This concept is covered in depth in our solving integrals with partial fractions, with worked examples, practice problems, and common mistakes.

Definition

A method for solving first-order DEs of the form \frac{dy}{dx} = f(x) \cdot g(y): rearrange to \frac{dy}{g(y)} = f(x)\,dx, then integrate both sides.

💡 Intuition

If the rate of change factors into a piece that depends only on x and a piece that depends only on y, you can sort them onto opposite sides of the equation—all the y-stuff on the left, all the x-stuff on the right—then integrate each side in its own variable.

🎯 Core Idea

Separation of variables works only when \frac{dy}{dx} can be written as a product of a function of x alone and a function of y alone. It converts a DE into two independent integration problems.

Example

Solve \frac{dy}{dx} = xy.
Separate: \frac{dy}{y} = x\,dx.
Integrate: \ln|y| = \frac{x^2}{2} + C.
Solve: y = Ae^{x^2/2} (where A = \pm e^C).

Formula

\frac{dy}{dx} = f(x)g(y) \Rightarrow \int \frac{dy}{g(y)} = \int f(x)\,dx + C

Notation

\frac{dy}{g(y)} = f(x)\,dx — all y-terms on the left with dy, all x-terms on the right with dx. +C appears on one side only.

🌟 Why It Matters

This is the simplest and most commonly used technique for solving DEs. It handles exponential growth/decay, logistic growth, Newton's law of cooling, and many other standard models. It's usually the first method taught and the first method to try.

💭 Hint When Stuck

Try rewriting dy/dx as a product of something in x only times something in y only, then move all y-terms to the left side with dy.

Formal View

If \frac{dy}{dx} = f(x) \cdot g(y) and g(y) \neq 0, then \int \frac{1}{g(y)}\,dy = \int f(x)\,dx + C. Let G(y) = \int \frac{1}{g(y)}\,dy and F(x) = \int f(x)\,dx; then G(y) = F(x) + C defines y implicitly.
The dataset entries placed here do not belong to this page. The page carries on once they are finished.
PR #5106, opened 2024-07-31
ABLASTR: Pass `GridType` instead of Global

ax3l:
We cannot use global variables from WarpX in the ABLASTR library, otherwise it will not build on its own or in ImpactX.

Follow-up to #4922


Source/ablastr/utils/Enums.H
```diff
@@ -0,0 +1,38 @@
...
+    enum struct GridType {
+        Collocated = 0,
+        Staggered = 1,
+        Hybrid = 2
+    };
+
+    /** Mesh-refinement patch
+     *
+     * The current (fine) or lower-level (coarse) resolution.
+     */
```
ax3l: @EZoni @RemiLehe @oshapoval pls let me know if these doc strings are reasonable or if you would change something :pray:

Source/ablastr/utils/Enums.H
```diff
@@ -0,0 +1,34 @@
...
+    enum struct GridType {
+        Collocated = 0,
+        Staggered = 1,
+        Hybrid = 2
+    };
+
+    /** Mesh-refinement patch
+     *
+     * The current (fine) or lower-level (coarse) resolution.
```
RemiLehe:
```suggestion
     * The fine or coarse patch (in terms of spatial resolution) on the same MR level.
     * https://warpx.readthedocs.io/en/latest/theory/amr.html
```

RemiLehe (approved):

EZoni (commented):
Looks good to me, thanks! Can you just confirm that moving `PatchType` to ABLASTR does not require any additional changes (wherever `PatchType` is used in the code) at this time?

ax3l:
Correct, I moved it over because it categorically is general enough for ABLASTR when introducing this new Enums header. I added a `using namespace` in WarpX to avoid any changes at this point caused by it

EZoni (approved):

Equilibrium solutions: g(y_0) = 0 \implies y = y_0 is a constant solution.

🚧 Common Stuck Point

After integrating, you often get y defined implicitly (\ln|y| = \ldots). You may need to solve for y explicitly, and don't forget to handle \pm from absolute values.

⚠️ Common Mistakes

  • Dividing by g(y) = 0 without checking: if g(y_0) = 0, then y = y_0 is a constant (equilibrium) solution that gets lost when you divide. Always check for equilibrium solutions separately.
  • Forgetting the constant of integration: you need +C on one side (not both—combining two constants gives one). The initial condition determines C.
  • Trying to separate a DE that isn't separable: \frac{dy}{dx} = x + y cannot be written as f(x) \cdot g(y), so this method doesn't apply.

Frequently Asked Questions

What is Separation of Variables in Math?

A method for solving first-order DEs of the form \frac{dy}{dx} = f(x) \cdot g(y): rearrange to \frac{dy}{g(y)} = f(x)\,dx, then integrate both sides.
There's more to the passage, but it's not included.